They stood for some time by the carcass of the lion looking and listening for a return of the apparition.
“Do you suppose,” suggested West, “that hunger and worry could have affected us so much that we imagined we saw—what we think we saw?”
Orman pointed at the dead lion. “Are we imagining that?” he demanded. “Could we both have the same hallucination at the same instant? No! We saw what we saw. I don’t believe in ghosts—or I never did before—but if that wasn’t. Obroski’s ghost it was Obroski; and you know as well as I that Obroski would never have had the guts to tackle a lion even if he could have gotten away with it.”
West rubbed his chin meditatively. “You know, another explanation has occurred to me. Obroski was the world’s prize coward.
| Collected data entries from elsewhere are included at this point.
Issue #585, opened 2021-03-22
Architectural patterns: Introduce star(hub) vs. p2p section


mlagally:
The ITU-T specifications introduce a broker concept, which is implicitly also enabled in W3C WoT.
A new section should explain this and make it more explicit.

This could go into section 7 or section 10.

Please discuss pro's / cons in this issue.

PR #603, opened 2021-06-29
Define and Discuss "Hubs"

mmccool:
* Resolves https://github.com/w3c/wot-architecture/issues/581
* Resolves https://github.com/w3c/wot-architecture/issues/585

- [x] add "hubs" to list of Edge Devices
- [x] expand comment on what to do for Edge Device discussion
- [ ] update Edge Device section to discuss hubs vs. gateways
- [ ] add explicit definitions for hubs and gateways to terminology
- [ ] make sure use of "Gateway" in "Smart Home Gateway" is consistent with definition of "Gateway" (e.g. if it manages local devices, and is NOT just a proxy... maybe it should be a "Smart Home Hub"?
- [ ] Explicitly allow for star as well as p2p topologies in architectural patterns (addressing https://github.com/w3c/wot-architecture/issues/585)
- [ ] cite use of hubs as a place to locate "digital twins", and along the way clarify the various functions that a digital twin might perform, and which are optional (e.g. protocol conversion, state caching, simulation, prediction, etc).  A "simple" digital twin might just do protocol conversion and state caching, for instance, and these simple twins are commonly supported by hubs.

***
<a href="https://pr-preview.s3.amazonaws.com/mmccool/wot-architecture/pull/603.html" title="Last updated on Jul 15, 2021, 4:18 PM UTC (432a5cd)">Preview</a> | <a href="https://pr-preview.s3.amazonaws.com/w3c/wot-architecture/603/af1a8df...mmccool:432a5cd.html" title="Last updated on Jul 15, 2021, 4:18 PM UTC (432a5cd)">Diff</a>

***
<a href="https://pr-preview.s3.amazonaws.com/mmccool/wot-architecture/pull/603.html" title="Last updated on Mar 24, 2022, 10:43 AM UTC (432a5cd)">Preview</a> | <a href="https://pr-preview.s3.amazonaws.com/w3c/wot-architecture/603/af1a8df...mmccool:432a5cd.html" title="Last updated on Mar 24, 2022, 10:43 AM UTC (432a5cd)">Diff</a>

### DIFF
--- a/index.html
+++ b/index.html
@@ -452,7 +452,7 @@
       </dt>
       <dd>A device that provides an entry point into
         enterprise or service provider core networks. Examples
-        include gateways, routers, switches, multiplexers, and a
+        include hubs, gateways, routers, switches, multiplexers, and a
         variety of other access devices.</dd>
       <dt>
         <dfn>Event</dfn>
@@ -1131,6 +1131,7 @@
       <section class="ednote" title="TODO">
 	<h3>TODO</h3>
         This section will be expanded to capture recent activities.
+        In particular, it would be a good place to discuss hubs and "star" topologies.
         <!-- McCool -->
       </section>
 


mmccool:
So I realized a more extensive refactoring is needed here, and I wanted to discuss the plan before proceeding.  In particular, we have a section called "Smart Home Gateways" that may need to be renamed, and it's not clear if it's talking about hubs or *just* gateways.  Also, Gateways are not limited the smart home.  The following section talks about "edge devices" and the definition implies this includes hubs and gateways, but elsewhere in the text we use this term only for "larger" edge computers (e.g. that provide advanced services).  So one option here would be to add a "hub" section in between "Gateways" and "Edge Devices" (renaming "Smart Home Gateways" to just "Gateways"), then focus each section on one particular level (e.g. refactoring hub functionality out of the current gateway section into the new hub section...)

mryuichi:
First of all, it's a good idea to rename the session title "smart home gateway" to "gateway".  In the first draft, all the descriptions of the topology used the smart home as an example.  Only the name at that time remained.

I'm confused because of the difference between hub and gateway. The word "hub" is rarely used in the current documents.
We should define gateway, hub, and edge. In terminology session, hub, gateway, switch, and router are exemplified as the definition of Edge devices. These are clearly different from a network perspective but similar from a computer perspective. The definition of the edge device is to provide an entry point. Then it should be defined from the perspective of the computer that provides the entry point, and should not include anything transparent to computers like a switch or router. As a result, the edge device must be a device and a gateway that has an entry point.

The device is represented by a TD and has an entry point. On the other hand, the gateway provides an entry point instead of the device to be connected. There are two cases where the gateway provides it. One is that the adapter on the gateway provides the TD and entry point instead of the device that has a legacy interface. The other is that a shadow on the gateway provides the TD and entry point. This enhances security by avoiding direct access to the device from the consumers. Fujitsu's gateway supports both of them and the former is called "gateway" and the latter is "proxy". Is "hub" one of these?

mmccool:
Related to some work in use cases on hubs, e.g. description of EdgeX.  This is an outlier, and really use cases should look at a survey of "hub" architectures.  At any rate, it would be good to coordinate terminology, etc.  And yes, the term "hub" is not ideal, but I think it's better than "gateway", at least in the smart home use case.

See: https://github.com/w3c/wot-usecases/pull/158

mlagally:
Arch call on March 3rd:
Suggest to decouple the remaining tasks and merge this MR.
Check with @mmccool

PR #624, opened 2021-11-02
preparing implementation report

mlagally:
Extracted list of RFC2119 assertions

***
<a href="https://pr-preview.s3.amazonaws.com/w3c/wot-architecture/pull/624.html" title="Last updated on Nov 4, 2021, 10:29 AM UTC (49bee48)">Preview</a> | <a href="https://pr-preview.s3.amazonaws.com/w3c/wot-architecture/624/6531e45...49bee48.html" title="Last updated on Nov 4, 2021, 10:29 AM UTC (49bee48)">Diff</a>


egekorkan (changes requested):
I do not think that there is a need to insert Not testable by Assertion Tester. It is based on TDs so it is not applicable here.

egekorkan:
Other points: 

- [ ] `arch-hypermedia-controles` has no text attached. Weird behavior. This assertion is found in the spec document but it is inside a header?
- [ ] Line 45 has an unidentified id
- [ ] Lines 44-47 have assertion ids that do not start with `arch`
- [ ] `discovery-metadata-after-authorization` has no text associated

k-toumura:
> I do not think that there is a need to insert Not testable by Assertion Tester. It is based on TDs so it is not applicable here.

Yes.  Instead of putting "Not Testable ..." in the third column, it might be better to simply put an assertion statement in the third column as a comment.
By the way, does the report generation tool safely ignore the third (and fourth) column of manual.csv?

mlagally:
> > I do not think that there is a need to insert Not testable by Assertion Tester. It is based on TDs so it is not applicable here.
> 
> Yes. Instead of putting "Not Testable ..." in the third column, it might be better to simply put an assertion statement in the third column as a comment. By the way, does the report generation tool safely ignore the third (and fourth) column of manual.csv?
> 
> ```
> "ID","Status","Comment"
> "arch-td-metadata","null","Assertion: In W3C WoT, the description metadata for a Thing instance MUST be available as a WoT Thing Description (TD) [[?WOT-THING-DESCRIPTION]]."
> ```

I think we can improve the csv format generation later - for now the columns ID and assertion are relevant.

egekorkan (approved):

egekorkan:
Also I think that requesting review from 5 people is not a good idea. It is never clear if all the 5 people should make a review (an AND relation) or 1 is enough (an OR relation). When it is an OR relation, then no one knows if they have the responsibility or not, reducing chances for getting a review

k-toumura (approved):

He may have escaped the Bansutos and got lost in the jungle. If he did, he would have been scared stiff every minute of the days and nights. Terror might have driven him crazy. He may be a madman now, and you know maniacs are supposed to be ten times as strong as ordinary men.”
“I don’t know about maniacs being any stronger,” said Orman; “that’s a popular theory, and popular theories are always wrong; but every one knows that when a man’s crazy he does things that he wouldn’t do when he’s sane. So perhaps you’re right—perhaps that was Obroski gone nuts. No one but a nut would jump a lion; and Obroski certainly wouldn’t have saved my life if he’d been sane—he didn’t have any reason to be very fond of me.”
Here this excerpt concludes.